--- Work to complete ---
From the data below, return each line in which the string "tests" is found.
● ● ● ● ● ● ●
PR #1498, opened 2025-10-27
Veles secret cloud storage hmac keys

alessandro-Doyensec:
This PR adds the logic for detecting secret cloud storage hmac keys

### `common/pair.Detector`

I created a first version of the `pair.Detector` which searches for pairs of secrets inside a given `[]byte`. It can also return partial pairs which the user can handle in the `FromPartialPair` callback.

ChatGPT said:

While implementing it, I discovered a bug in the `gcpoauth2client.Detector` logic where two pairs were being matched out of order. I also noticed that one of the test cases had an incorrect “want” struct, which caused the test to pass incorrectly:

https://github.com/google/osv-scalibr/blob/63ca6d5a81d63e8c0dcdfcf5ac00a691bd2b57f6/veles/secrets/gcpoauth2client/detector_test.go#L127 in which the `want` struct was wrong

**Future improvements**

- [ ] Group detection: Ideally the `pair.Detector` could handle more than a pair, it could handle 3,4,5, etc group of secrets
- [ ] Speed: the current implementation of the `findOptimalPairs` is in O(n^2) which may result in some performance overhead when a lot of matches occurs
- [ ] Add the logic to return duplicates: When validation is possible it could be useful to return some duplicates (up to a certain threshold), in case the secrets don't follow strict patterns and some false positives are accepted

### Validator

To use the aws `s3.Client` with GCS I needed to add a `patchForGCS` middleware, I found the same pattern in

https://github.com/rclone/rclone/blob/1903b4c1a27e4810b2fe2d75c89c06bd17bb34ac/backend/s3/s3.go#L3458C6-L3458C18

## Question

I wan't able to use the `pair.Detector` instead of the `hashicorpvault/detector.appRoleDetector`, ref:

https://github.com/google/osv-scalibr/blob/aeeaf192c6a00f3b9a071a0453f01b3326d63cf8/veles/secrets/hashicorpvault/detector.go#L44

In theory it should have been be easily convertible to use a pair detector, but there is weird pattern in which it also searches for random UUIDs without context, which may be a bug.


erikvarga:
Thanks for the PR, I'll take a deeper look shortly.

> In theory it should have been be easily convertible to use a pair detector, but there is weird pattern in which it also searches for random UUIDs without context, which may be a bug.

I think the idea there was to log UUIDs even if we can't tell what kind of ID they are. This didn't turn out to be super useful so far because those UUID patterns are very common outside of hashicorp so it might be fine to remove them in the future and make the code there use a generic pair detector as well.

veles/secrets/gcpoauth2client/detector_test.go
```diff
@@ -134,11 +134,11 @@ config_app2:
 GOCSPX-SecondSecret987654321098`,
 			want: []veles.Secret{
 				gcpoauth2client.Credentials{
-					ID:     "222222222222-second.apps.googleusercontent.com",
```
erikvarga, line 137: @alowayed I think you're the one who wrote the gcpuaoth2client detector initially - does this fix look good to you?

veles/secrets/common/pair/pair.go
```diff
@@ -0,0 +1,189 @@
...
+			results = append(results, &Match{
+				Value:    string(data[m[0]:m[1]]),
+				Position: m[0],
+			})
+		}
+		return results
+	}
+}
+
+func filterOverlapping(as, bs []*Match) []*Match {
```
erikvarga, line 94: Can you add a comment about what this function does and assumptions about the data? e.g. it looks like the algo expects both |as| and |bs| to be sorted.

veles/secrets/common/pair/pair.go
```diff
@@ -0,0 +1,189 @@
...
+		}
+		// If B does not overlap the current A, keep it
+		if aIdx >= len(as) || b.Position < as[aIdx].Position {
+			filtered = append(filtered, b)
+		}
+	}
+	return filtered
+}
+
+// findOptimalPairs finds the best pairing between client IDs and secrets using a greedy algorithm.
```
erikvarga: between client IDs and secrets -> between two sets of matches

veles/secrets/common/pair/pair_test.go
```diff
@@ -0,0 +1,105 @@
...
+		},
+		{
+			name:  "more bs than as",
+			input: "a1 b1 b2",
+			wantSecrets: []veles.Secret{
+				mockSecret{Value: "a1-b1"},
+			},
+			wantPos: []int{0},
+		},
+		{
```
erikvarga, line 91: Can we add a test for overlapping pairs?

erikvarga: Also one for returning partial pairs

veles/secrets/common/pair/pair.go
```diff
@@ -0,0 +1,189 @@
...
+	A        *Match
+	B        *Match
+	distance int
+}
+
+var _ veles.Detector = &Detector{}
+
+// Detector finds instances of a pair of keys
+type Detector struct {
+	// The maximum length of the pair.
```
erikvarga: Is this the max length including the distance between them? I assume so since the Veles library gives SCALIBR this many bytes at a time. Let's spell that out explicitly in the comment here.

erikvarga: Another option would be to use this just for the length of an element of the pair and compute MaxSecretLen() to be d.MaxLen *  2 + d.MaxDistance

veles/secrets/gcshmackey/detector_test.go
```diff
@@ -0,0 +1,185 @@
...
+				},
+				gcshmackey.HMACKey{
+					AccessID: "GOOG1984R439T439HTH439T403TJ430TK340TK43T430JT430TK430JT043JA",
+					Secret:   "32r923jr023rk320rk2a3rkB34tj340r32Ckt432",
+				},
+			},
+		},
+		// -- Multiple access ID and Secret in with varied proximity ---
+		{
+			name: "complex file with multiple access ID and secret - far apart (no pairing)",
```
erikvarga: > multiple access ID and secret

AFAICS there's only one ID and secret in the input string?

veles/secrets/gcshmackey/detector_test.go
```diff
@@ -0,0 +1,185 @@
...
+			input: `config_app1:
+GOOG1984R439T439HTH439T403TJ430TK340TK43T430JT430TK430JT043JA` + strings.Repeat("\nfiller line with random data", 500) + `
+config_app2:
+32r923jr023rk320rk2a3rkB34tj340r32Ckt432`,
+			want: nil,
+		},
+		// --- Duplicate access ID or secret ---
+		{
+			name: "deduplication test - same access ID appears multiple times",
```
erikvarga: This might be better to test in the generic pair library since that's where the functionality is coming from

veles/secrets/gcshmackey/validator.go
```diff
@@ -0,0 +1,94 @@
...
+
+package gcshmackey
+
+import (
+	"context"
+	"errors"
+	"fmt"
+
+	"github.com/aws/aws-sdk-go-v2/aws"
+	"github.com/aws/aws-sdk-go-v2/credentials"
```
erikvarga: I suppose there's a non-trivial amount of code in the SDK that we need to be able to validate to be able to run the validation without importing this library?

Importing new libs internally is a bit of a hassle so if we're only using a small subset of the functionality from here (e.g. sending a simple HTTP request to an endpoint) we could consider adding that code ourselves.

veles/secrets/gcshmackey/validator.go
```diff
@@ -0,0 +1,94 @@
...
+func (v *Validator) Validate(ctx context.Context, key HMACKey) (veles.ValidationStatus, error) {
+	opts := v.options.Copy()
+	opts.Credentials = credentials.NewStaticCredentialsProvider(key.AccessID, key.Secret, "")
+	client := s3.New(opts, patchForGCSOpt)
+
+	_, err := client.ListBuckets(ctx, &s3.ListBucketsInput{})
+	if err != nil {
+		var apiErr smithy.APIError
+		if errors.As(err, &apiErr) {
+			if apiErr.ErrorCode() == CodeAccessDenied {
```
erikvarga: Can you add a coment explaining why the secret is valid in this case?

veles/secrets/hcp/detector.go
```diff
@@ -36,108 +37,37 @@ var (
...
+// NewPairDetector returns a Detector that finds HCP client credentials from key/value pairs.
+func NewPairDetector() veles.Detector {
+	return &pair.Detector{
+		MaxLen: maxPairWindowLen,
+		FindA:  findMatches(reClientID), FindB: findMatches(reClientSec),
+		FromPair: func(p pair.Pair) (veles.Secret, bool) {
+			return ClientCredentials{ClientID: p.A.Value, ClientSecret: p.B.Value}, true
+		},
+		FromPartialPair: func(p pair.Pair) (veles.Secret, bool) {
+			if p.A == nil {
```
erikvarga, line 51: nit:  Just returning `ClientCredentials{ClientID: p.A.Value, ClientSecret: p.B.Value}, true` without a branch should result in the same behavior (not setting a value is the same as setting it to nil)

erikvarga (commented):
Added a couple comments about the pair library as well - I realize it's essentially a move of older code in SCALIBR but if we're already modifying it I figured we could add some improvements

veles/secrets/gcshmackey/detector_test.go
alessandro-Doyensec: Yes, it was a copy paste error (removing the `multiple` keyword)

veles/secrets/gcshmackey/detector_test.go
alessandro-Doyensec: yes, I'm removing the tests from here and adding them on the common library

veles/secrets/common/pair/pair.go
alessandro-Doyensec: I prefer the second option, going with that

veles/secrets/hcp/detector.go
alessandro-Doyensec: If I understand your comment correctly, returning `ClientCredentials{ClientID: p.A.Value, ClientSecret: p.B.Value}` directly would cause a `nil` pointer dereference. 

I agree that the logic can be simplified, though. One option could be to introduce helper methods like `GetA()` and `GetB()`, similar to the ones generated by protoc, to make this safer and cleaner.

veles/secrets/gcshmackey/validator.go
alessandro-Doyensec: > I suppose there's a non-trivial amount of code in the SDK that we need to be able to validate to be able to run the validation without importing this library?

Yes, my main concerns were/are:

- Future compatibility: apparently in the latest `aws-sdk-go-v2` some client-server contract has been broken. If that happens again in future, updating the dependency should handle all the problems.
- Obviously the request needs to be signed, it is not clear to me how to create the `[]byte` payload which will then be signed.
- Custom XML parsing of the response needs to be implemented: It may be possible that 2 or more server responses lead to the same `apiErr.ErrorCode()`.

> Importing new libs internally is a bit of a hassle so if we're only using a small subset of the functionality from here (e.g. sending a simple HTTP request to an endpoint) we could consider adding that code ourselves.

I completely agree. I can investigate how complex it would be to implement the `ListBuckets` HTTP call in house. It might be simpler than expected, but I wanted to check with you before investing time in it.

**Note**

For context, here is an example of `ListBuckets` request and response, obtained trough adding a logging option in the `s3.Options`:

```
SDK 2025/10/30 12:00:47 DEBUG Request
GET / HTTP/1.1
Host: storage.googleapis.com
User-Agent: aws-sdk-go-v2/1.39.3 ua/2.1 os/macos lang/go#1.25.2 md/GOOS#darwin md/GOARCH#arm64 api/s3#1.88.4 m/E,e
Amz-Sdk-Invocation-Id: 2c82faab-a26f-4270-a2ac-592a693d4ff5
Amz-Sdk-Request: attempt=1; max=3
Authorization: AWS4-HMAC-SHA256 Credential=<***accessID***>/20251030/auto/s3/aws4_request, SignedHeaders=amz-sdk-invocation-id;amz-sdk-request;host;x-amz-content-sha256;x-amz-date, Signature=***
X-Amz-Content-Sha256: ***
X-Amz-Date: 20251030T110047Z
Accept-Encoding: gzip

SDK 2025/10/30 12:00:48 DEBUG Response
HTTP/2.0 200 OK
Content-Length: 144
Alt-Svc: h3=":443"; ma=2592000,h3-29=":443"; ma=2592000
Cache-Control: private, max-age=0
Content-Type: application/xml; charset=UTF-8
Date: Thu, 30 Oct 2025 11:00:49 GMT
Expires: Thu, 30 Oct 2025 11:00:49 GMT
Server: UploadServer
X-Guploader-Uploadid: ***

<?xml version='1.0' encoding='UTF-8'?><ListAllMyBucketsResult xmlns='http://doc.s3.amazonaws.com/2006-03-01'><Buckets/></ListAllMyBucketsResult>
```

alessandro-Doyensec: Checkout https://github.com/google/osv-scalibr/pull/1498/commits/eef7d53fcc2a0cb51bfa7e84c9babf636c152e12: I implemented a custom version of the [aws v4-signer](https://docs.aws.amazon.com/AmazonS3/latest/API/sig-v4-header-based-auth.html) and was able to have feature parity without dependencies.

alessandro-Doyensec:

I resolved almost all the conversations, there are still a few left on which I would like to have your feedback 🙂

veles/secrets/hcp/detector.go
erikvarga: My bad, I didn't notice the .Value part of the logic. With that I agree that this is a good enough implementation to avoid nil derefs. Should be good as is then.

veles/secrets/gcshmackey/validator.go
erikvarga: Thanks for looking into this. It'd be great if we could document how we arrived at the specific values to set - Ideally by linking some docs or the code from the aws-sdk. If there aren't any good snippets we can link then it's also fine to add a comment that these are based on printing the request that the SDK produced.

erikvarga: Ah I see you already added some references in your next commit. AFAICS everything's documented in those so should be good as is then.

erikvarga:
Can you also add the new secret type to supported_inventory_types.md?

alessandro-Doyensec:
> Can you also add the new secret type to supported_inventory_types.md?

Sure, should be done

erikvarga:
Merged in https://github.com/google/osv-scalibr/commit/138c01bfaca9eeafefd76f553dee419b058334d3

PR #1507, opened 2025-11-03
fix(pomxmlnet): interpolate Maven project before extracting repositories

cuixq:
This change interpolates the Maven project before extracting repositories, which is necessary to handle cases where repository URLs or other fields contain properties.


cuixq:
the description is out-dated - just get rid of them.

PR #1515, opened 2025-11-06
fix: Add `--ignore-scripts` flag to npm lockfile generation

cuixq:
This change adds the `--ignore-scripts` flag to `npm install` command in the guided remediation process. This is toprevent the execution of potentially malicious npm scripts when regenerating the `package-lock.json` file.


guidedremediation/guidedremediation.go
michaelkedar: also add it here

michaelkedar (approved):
● ● ● ● ● ● ●
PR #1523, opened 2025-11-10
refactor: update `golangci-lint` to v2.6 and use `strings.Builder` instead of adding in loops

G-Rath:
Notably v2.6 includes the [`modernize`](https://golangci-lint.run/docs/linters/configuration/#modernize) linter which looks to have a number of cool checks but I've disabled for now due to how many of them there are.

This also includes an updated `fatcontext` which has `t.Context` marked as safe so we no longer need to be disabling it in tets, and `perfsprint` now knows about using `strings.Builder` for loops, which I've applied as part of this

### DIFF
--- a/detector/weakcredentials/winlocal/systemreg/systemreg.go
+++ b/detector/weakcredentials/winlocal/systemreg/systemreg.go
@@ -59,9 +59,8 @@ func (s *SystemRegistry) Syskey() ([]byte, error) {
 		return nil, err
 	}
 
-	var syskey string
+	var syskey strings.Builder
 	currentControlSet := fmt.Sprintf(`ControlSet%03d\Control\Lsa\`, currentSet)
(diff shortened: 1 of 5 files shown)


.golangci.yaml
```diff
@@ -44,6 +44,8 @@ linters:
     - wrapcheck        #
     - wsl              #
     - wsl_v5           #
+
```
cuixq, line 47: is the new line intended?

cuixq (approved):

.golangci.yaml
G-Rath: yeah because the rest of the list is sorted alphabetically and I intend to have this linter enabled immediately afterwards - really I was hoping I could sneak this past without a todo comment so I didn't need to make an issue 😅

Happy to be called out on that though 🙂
● ● ● ● ● ● ●
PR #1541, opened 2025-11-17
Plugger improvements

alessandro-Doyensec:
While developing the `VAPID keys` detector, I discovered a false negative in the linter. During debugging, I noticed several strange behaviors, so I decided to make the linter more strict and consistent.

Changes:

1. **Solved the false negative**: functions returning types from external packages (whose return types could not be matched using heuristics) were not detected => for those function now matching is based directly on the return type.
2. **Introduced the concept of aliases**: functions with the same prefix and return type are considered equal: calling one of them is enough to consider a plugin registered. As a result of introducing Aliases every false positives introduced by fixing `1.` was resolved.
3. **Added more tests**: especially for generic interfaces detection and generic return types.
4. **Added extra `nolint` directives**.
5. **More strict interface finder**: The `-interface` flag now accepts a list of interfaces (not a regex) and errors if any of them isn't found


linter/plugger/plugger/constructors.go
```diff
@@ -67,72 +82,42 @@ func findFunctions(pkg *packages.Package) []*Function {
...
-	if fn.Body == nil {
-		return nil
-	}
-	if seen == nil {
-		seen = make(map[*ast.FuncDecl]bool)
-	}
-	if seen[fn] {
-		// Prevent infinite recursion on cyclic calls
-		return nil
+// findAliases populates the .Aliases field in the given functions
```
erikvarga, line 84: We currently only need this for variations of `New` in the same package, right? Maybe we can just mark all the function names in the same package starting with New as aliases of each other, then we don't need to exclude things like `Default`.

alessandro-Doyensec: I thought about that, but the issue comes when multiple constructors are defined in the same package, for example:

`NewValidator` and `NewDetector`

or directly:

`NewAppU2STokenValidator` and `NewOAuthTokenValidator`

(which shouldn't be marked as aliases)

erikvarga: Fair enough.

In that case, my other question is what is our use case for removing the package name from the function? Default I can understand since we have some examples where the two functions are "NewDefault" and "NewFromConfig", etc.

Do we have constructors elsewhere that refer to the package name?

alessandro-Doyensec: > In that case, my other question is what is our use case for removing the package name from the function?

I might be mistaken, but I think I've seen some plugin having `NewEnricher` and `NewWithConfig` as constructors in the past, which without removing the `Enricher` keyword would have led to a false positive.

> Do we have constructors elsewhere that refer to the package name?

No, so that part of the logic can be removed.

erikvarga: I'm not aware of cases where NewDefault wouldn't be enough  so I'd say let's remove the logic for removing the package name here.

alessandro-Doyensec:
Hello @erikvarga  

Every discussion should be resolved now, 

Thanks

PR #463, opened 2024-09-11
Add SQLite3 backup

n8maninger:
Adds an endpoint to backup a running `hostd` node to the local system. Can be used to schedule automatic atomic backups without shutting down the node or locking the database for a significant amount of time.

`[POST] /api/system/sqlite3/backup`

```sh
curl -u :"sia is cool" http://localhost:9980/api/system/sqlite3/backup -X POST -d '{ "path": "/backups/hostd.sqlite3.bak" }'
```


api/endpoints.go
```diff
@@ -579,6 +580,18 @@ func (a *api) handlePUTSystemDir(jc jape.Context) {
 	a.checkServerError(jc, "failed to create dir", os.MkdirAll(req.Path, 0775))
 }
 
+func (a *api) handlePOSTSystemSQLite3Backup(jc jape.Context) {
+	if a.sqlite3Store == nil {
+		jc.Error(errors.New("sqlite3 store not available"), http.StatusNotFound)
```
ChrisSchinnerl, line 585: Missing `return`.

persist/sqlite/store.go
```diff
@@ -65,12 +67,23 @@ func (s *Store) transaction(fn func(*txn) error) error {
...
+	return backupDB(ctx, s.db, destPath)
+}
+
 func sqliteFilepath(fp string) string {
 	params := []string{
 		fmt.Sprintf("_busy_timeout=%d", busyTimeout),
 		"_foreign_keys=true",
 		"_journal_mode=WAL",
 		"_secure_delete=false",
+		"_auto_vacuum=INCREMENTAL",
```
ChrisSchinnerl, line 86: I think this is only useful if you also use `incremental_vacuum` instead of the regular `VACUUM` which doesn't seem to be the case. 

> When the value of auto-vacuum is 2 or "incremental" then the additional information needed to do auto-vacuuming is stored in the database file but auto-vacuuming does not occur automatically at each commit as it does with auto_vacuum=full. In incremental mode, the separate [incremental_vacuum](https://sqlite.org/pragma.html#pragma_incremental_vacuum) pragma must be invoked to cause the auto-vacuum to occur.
● ● ● ● ● ● ●
--- Output ---
alessandro-Doyensec: yes, I'm removing the tests from here and adding them on the common library
3. **Added more tests**: especially for generic interfaces detection and generic return types.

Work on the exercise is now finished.